Exercise brief ▸
Show every line from the entries that follow which holds the word "believe".

------ Records for the task

PR #4160, opened 2023-06-27
Improve memory pressure settings to account for GPU memory

Scony:
This PR supplements the system memory pressure settings which are already present.


WebKitBrowser/WebKitImplementation.cpp
```diff
@@ -2754,12 +2757,15 @@ static GSourceFuncs _handlerIntervention =
                 }
```
emutavchi, line 2758: I believe we don't want to change pressure settings if Memory config is not set. Could you please revert back to set pressure setting only if config is set?

WebKitBrowser/WebKitImplementation.cpp
```diff
@@ -2773,17 +2779,44 @@ static GSourceFuncs _handlerIntervention =
...
-                    webkit_memory_pressure_settings_free(memoryPressureSettings);
-                } else
-#endif
-                {
-                    wkContext = webkit_web_context_new_with_website_data_manager(websiteDataManager);
+                    webkit_memory_pressure_settings_set_memory_limit(webProcessMemoryPressureSettings, _config.Memory.WebProcessLimit.Value());
                 }
+
+                const char* webProcessGPULimitEnvvar;
+                if ((_config.Memory.IsSet() == true) && (_config.Memory.WebProcessGPULimit.IsSet() == true)) {
```
emutavchi, line 2790: Same here

emutavchi (changes requested):

WebKitBrowser/WebKitImplementation.cpp
emutavchi: i.e. change settings when either Memory config  or GPU pressure env variable are set

emutavchi (approved):

modeveci:
I have seen a few points need to be discussed in this PR:

1. If I am not wrong, GPU memory settings are introduced by this PR. 
WPE_POLL_MAX_MEMORY_GPU is supported until 2.28. From 2.38 on, it has webkit_memory_pressure_settings_set_video_memory_limit API instead of env variable. If we want to have this change for 2.28 as well, then why it is implemented to extract from environment variable in HAS_MEMORY_PRESSURE_SETTINGS_API block instead of following same logic here https://github.com/rdkcentral/rdkservices/blob/sprint/23Q2/WebKitBrowser/WebKitImplementation.cpp#L2199C6-L2199C38

2. Isnt it good to introduce a config option to set GPU file? WPE_POLL_MAX_MEMORY_GPU_FILE: WPE_POLL_MAX_MEMORY_GPU_FILE is used to hold the path of the file that contains the amount of video memory being used by the system.

3. Poll intervals are hardcoded as 1.0, I can imagine there will be cases to differentiate WebProcess,NetworkProcess, GPU/Video intervals based on use-case to optimise performance degradation. Why not having them separately?

As we are improving configurable APIs for memory settings:

"memory": {
   "webprocess": {
      "limit":
      "pollinterval"
      // Thresholds are also available APIs for memory settings, if we need, we can introduce.
      "thresholds": {
         "kill":
         "strict":
         "conservative"
      }
   },
   "networkprocess": {
       "limit":
      "pollinterval"
      // Thresholds are also available APIs for memory settings, if we need, we can introduce.
      "thresholds": {
         "kill":
         "strict":
         "conservative"
      }
   }
   "video" OR "gpu": {
      "limit":
      "pollinterval"
      "file"
      // Thresholds are also available APIs for memory settings, if we need, we can introduce.
      "thresholds": {
         "kill":
         "strict":
         "conservative"
      }
}

What do you think for these configuration options? We can discuss further during our weekly meeting. 
@emutavchi

Scony:
@modeveci 

1. This PR was meant for `2.38` but I got your point - I'll discuss with @emutavchi 
2. & 3. Sounds like good idea to me

emutavchi:
@modeveci we have configurations where WPE_POLL_MAX_MEMORY_GPU and file env variable are set only for browser instances running inside container (it doesn't make sense to set outside of container, and may actually introduce undesirable results). So, we still need to parse WPE_POLL_MAX_MEMORY_GPU and set it accordingly for 2.38.

As for point 3, I think it would be better to do those improvements in separate PR. and just hardcode poll interval to 1.0 at the moment  (i.e. the default we had with wpe-2.28)

modeveci:
It is ok for point 3. We can create a ticket for this.

We have some questions regarding your comment:
- Is the configuration you mentioned for "container initialization"?
- Is the env. variable set at the start-up of the container?

in the meantime, we will talk with browser team to understand why they left the gpu file as env. variable but gpu limit as API.

@MFransen69

emutavchi:
@modeveci 

> Is the configuration you mentioned for "container initialization"?

yes. it is part of container spec 

> Is the env. variable set at the start-up of the container?

I believe crun sets it. from browser perspective it is set before WPEProcess runs.

modeveci:
@emutavchi , @MFransen69 
I have talked with the team and they are ok for GPU settings to read also from environment variables. And it will have higher priority over "GPU memory settings API". 
So basically, WPE_POLL_MAX_MEMORY_GPU and WPE_POLL_MAX_MEMORY_GPU_FILE will be read by webkit to apply settings, we dont need to parse here to pass any value. 

we will create a ticket for point 3. I think we can close this ticket.

Scony:
@modeveci so to sum up - the changes in this PR are not required anymore?

MFransen69:
Hi @Scony 
Ozgur is on vacation, back next Monday. But indeed that is what he explained me, Webkit will bring back the functionality to read these environment variables so it does not have to be done in the plugin, that is why he proposes to close this pr. But he can fill in the details next week.

Scony:
@modeveci so to sum up - the changes in this PR are not required anymore?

------------

Reply ▸
emutavchi, line 2758: I believe we don't want to change pressure settings if Memory config is not set. Could you please revert back to set pressure setting only if config is set?
I believe crun sets it. from browser perspective it is set before WPEProcess runs.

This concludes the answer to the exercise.